[Dataset items]
═══
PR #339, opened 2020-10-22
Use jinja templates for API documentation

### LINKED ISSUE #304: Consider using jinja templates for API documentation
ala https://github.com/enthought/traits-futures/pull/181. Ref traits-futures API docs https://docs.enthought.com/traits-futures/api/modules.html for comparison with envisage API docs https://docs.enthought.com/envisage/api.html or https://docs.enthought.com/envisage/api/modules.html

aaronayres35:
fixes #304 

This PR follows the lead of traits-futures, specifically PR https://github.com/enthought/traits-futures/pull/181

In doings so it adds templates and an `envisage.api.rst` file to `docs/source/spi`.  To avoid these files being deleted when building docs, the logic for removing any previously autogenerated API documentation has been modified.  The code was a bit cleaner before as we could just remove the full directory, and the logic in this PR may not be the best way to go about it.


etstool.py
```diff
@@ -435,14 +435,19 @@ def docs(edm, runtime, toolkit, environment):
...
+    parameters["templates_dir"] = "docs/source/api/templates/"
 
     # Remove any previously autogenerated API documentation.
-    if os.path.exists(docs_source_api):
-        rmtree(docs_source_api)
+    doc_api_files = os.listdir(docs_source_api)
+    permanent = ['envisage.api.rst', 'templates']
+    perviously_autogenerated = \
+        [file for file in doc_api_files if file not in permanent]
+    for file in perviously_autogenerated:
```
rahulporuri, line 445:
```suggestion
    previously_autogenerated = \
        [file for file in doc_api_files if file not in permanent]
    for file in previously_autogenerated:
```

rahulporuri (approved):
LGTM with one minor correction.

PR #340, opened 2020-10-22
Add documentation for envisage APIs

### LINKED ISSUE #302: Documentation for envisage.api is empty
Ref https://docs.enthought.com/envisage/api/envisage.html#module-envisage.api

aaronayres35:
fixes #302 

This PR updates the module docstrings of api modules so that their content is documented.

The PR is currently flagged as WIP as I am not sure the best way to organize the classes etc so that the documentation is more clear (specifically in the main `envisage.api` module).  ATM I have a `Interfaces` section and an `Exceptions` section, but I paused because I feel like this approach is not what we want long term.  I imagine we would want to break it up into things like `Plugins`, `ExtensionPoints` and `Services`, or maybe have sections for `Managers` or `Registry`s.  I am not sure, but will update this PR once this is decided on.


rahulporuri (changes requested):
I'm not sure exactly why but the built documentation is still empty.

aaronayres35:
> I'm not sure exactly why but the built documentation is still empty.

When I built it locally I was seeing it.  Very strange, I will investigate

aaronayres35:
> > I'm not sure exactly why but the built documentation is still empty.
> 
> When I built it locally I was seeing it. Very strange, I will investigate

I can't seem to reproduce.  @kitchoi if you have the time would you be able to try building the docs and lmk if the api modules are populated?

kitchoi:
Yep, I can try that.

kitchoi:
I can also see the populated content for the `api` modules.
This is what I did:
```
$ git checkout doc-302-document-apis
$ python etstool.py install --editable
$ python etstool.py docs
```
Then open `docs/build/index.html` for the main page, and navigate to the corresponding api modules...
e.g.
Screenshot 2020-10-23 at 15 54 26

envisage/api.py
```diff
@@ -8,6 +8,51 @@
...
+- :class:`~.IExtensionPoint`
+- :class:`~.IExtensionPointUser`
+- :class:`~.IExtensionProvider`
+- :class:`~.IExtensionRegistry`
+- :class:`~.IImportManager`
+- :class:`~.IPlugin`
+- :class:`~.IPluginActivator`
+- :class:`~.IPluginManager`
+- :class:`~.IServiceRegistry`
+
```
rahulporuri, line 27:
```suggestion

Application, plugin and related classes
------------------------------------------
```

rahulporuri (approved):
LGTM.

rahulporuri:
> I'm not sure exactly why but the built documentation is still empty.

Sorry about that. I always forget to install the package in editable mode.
═══
Your objective –
From the first line to the last, restate the data above exactly.

Answer to this task –
PR #339, opened 2020-10-22
Use jinja templates for API documentation

### LINKED ISSUE #304: Consider using jinja templates for API documentation
ala https://github.com/enthought/traits-futures/pull/181. Ref traits-futures API docs https://docs.enthought.com/traits-futures/api/modules.html for comparison with envisage API docs https://docs.enthought.com/envisage/api.html or https://docs.enthought.com/envisage/api/modules.html

aaronayres35:
fixes #304 

This PR follows the lead of traits-futures, specifically PR https://github.com/enthought/traits-futures/pull/181

In doings so it adds templates and an `envisage.api.rst` file to `docs/source/spi`.  To avoid these files being deleted when building docs, the logic for removing any previously autogenerated API documentation has been modified.  The code was a bit cleaner before as we could just remove the full directory, and the logic in this PR may not be the best way to go about it.


etstool.py
```diff
@@ -435,14 +435,19 @@ def docs(edm, runtime, toolkit, environment):
...
+    parameters["templates_dir"] = "docs/source/api/templates/"
 
     # Remove any previously autogenerated API documentation.
-    if os.path.exists(docs_source_api):
-        rmtree(docs_source_api)
+    doc_api_files = os.listdir(docs_source_api)
+    permanent = ['envisage.api.rst', 'templates']
+    perviously_autogenerated = \
+        [file for file in doc_api_files if file not in permanent]
+    for file in perviously_autogenerated:
```
rahulporuri, line 445:
```suggestion
    previously_autogenerated = \
        [file for file in doc_api_files if file not in permanent]
    for file in previously_autogenerated:
```

rahulporuri (approved):
LGTM with one minor correction.

PR #340, opened 2020-10-22
Add documentation for envisage APIs

### LINKED ISSUE #302: Documentation for envisage.api is empty
Ref https://docs.enthought.com/envisage/api/envisage.html#module-envisage.api

aaronayres35:
fixes #302 

This PR updates the module docstrings of api modules so that their content is documented.

The PR is currently flagged as WIP as I am not sure the best way to organize the classes etc so that the documentation is more clear (specifically in the main `envisage.api` module).  ATM I have a `Interfaces` section and an `Exceptions` section, but I paused because I feel like this approach is not what we want long term.  I imagine we would want to break it up into things like `Plugins`, `ExtensionPoints` and `Services`, or maybe have sections for `Managers` or `Registry`s.  I am not sure, but will update this PR once this is decided on.


rahulporuri (changes requested):
I'm not sure exactly why but the built documentation is still empty.

aaronayres35:
> I'm not sure exactly why but the built documentation is still empty.

When I built it locally I was seeing it.  Very strange, I will investigate

aaronayres35:
> > I'm not sure exactly why but the built documentation is still empty.
> 
> When I built it locally I was seeing it. Very strange, I will investigate

I can't seem to reproduce.  @kitchoi if you have the time would you be able to try building the docs and lmk if the api modules are populated?

kitchoi:
Yep, I can try that.

kitchoi:
I can also see the populated content for the `api` modules.
This is what I did:
```
$ git checkout doc-302-document-apis
$ python etstool.py install --editable
$ python etstool.py docs
```
Then open `docs/build/index.html` for the main page, and navigate to the corresponding api modules...
e.g.
Screenshot 2020-10-23 at 15 54 26

envisage/api.py
```diff
@@ -8,6 +8,51 @@
...
+- :class:`~.IExtensionPoint`
+- :class:`~.IExtensionPointUser`
+- :class:`~.IExtensionProvider`
+- :class:`~.IExtensionRegistry`
+- :class:`~.IImportManager`
+- :class:`~.IPlugin`
+- :class:`~.IPluginActivator`
+- :class:`~.IPluginManager`
+- :class:`~.IServiceRegistry`
+
```
rahulporuri, line 27:
```suggestion

Application, plugin and related classes
------------------------------------------
```

rahulporuri (approved):
LGTM.

rahulporuri:
> I'm not sure exactly why but the built documentation is still empty.

Sorry about that. I always forget to install the package in editable mode.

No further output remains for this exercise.